Dave slid his phone in his pocket and made his way over to her.
“I got my roster of students this morning.” Kate pulled her hand across her long brown hair as the wind swept it across her face. “All males. Not a single female was identified as a possible future police officer?” She stooped to grab the handles of her bag.
“All guys?” Dave asked.
“I thought the goal was diversity. Were they only talking about skin color?”
“Languages, religions, LGBTQA…there was a spectrum. Gender was one of the demographics on the list.” He reached for Kate’s bookbag to carry for her. “What the heck you got in here, bricks?”
“Gonna bribe them from the beginning, so you’re their favorite? Didn’t even give me a heads up so I could bring them some doughnuts or something?”
“Doughnuts!” She swung her hand out to catch his arm. “Dave, that would have been a genius first day surprise.”
“Too bad it’s too late.” He slowed his pace, so she didn’t have to struggle to keep up. “Only guys. That’s a problem. It was the school resource officer and the guidance counselor that sent the invitations last semester. I wasn’t involved in all that. It could be that the invitations went out and only the males took us up on this honor.” Dave stood about five foot ten, balding, a little paunchy, a little unkept, also incredibly smart and invested in his job from everything Kate had gathered.
“If that were the case, the females should have been brought in and the chance at scholarship monies and your other perks should have been made clearer.
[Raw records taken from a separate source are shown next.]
PR #49, opened 2020-05-09
[WIP]: Node shifting

theHamsta:
In the current state this is just a hack. The feature should be waiting for #45 #42 and on a decision on the general future of node_movement.

Just placing it here for some of the utility functions that might be handy.

Works well for lisp, where almost all swapping of parens is admissible 
lisp

For other languages you have to be careful to not destroy the syntax while moving the node
java
In this gif everything works fine. However if I were to move a node after the position of a line comment, the line comment annihilates this node from the syntax tree and it can not be moved further (since it got merged with the comment).

For those languages, only swapping of functions, parameters or statements could make sense.

### DIFF
--- a/lua/nvim-treesitter/utils.lua
+++ b/lua/nvim-treesitter/utils.lua
@@ -130,7 +130,7 @@ function M.replace_node_text(buf, node, replacement_lines)
 end
 
 
---- Swaps the contents of two nodes returning new range of destination (LSP range)
+--- Swaps the contents of two nodes returning new ranges (LSP ranges)
 -- @param buf           buffer number
 -- @param source        first node
 -- @param destination   second node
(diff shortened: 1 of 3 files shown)


lua/nvim-treesitter/utils.lua
```diff
@@ -64,6 +64,193 @@ function M.is_parent(dest, source)
   return false
 end
 
+function M.string_to_lines(str)
+  local t={}
+  local line_breaks = 0
+  for line in str:gmatch("(.-[\n(\r\n)\r])") do
+    table.insert(t, line)
+    line_breaks = line_breaks + 1
+  end
```
vigoux, line 73: That seems quite complicated, why not using `vim.fn.split` here ?

theHamsta: This function is not used anymore. All the editing part is down by `vim.lsp.utils.apply_textedits`. As I said, I just piled up random code here. Should be fixed after the big refactoring.

theHamsta:
Ok, since node movement is removed I am closing this. I try to come up with a PR only containing reusable utility functions for editing nodes (change text, swap them, reparse) without direct end-user functionality.

PR #2441, opened 2022-02-03
feat(vim): highlight default parameters

reegnz:
Support to tree-sitter-viml was added with https://github.com/vigoux/tree-sitter-viml/pull/57

### DIFF
--- a/queries/vim/highlights.scm
+++ b/queries/vim/highlights.scm
@@ -36,6 +36,7 @@
 (function_declaration name: (_) @function)
 (call_expression function: (identifier) @function)
 (function_declaration parameters: (parameters (identifier) @parameter))
+(function_declaration parameters: (parameters (default_parameter (identifier) @parameter)))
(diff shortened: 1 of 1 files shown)


queries/vim/highlights.scm
```diff
@@ -36,6 +36,7 @@
 (function_declaration name: (_) @function)
 (call_expression function: (identifier) @function)
 (function_declaration parameters: (parameters (identifier) @parameter))
+(function_declaration parameters: (parameters (default_parameter (identifier) @parameter)))
```
theHamsta, line 39: wouldn't 

```
(default_parameter (identifier) @parameter)
```
be sufficient

reegnz: Probably would be. Let me change that.

reegnz:
I accidentally deleted the branch, so I'll open a new PR for this.

PR #2448, opened 2022-02-04
ci: make Update README PR skip CI

clason:
no need to run workflows on this one.

### DIFF
--- a/.github/workflows/update-readme.yml
+++ b/.github/workflows/update-readme.yml
@@ -35,7 +35,7 @@ jobs:
       - name: Create Pull Request
         uses: peter-evans/create-pull-request@v3
         with:
-          commit-message: Update README
+          commit-message: Update README [skip ci]
           title: Update README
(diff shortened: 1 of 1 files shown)


.github/workflows/update-readme.yml
```diff
@@ -35,7 +35,7 @@ jobs:
       - name: Create Pull Request
         uses: peter-evans/create-pull-request@v3
         with:
-          commit-message: Update README
+          commit-message: Update README [skip ci]
```
theHamsta, line 38: did you test whether this works? We had this message there before but it was not working at that time. We can just try out

theHamsta (approved):

.github/workflows/update-readme.yml
clason: Hmm, yeah, you're right, this gets stripped on commit. Probably a security measure. Never mind then!

PR #2458, opened 2022-02-05
ci/introduce nvim variable

dundargoc:
- ci: introduce platform-independent environment variable NVIM
- ci: combine "Check query files" steps into a single step


dundargoc:
This requires setting all steps to run bash (well, specifically the windows ones but this is easier) but that's honestly a positive on its own since mixing shell syntax between steps can get confusing in my opinion.

dundargoc:
It's not possible to combine the steps "Compile parsers Unix like" and "Compile parsers Windows" since they're not identical. I tried removing the `prefer_git=false` part in windows and but couldn't recreate the problem with caching (the first run was slower which I assume is due to the caching but all subsequent runs were fast). Could I get a bit more background on why we can't use git on windows or what step I'm missing?

theHamsta:
`prefer_git=false` is already the default for Unix

theHamsta (approved):

dundargoc:
> `prefer_git=false` is already the default for Unix

Oh? Then it's possible to combine those steps as well then.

Now, if it’s the case that no females were invited, and neither the SRO nor the guidance counselor noticed, that’s a problem that might have ramifications for the girls across their school experience.”
“Egg shells, Kate. We’re here as an experiment and a resource.”
“I hear you. You sure you want to get bent out of shape before we go in there?” At least he didn’t say it in a placating/mansplaining voice. This was more about pragmatism.
“No. I’m not.” She took a few paces, trying to stuff her outrage. “All males, Dave,” she grumbled under her breath. This was the exact opposite issue than what she’d had last semester when they filled her classroom with girls thinking that CSI studies was science light.
“I’ll follow up.” He pushed the bar on the door and went in to hold it wide for her. “Remember, we’re guests in this school. Our goal, our whole reason for being here, is to make sure we set the stage for future crime solvers.”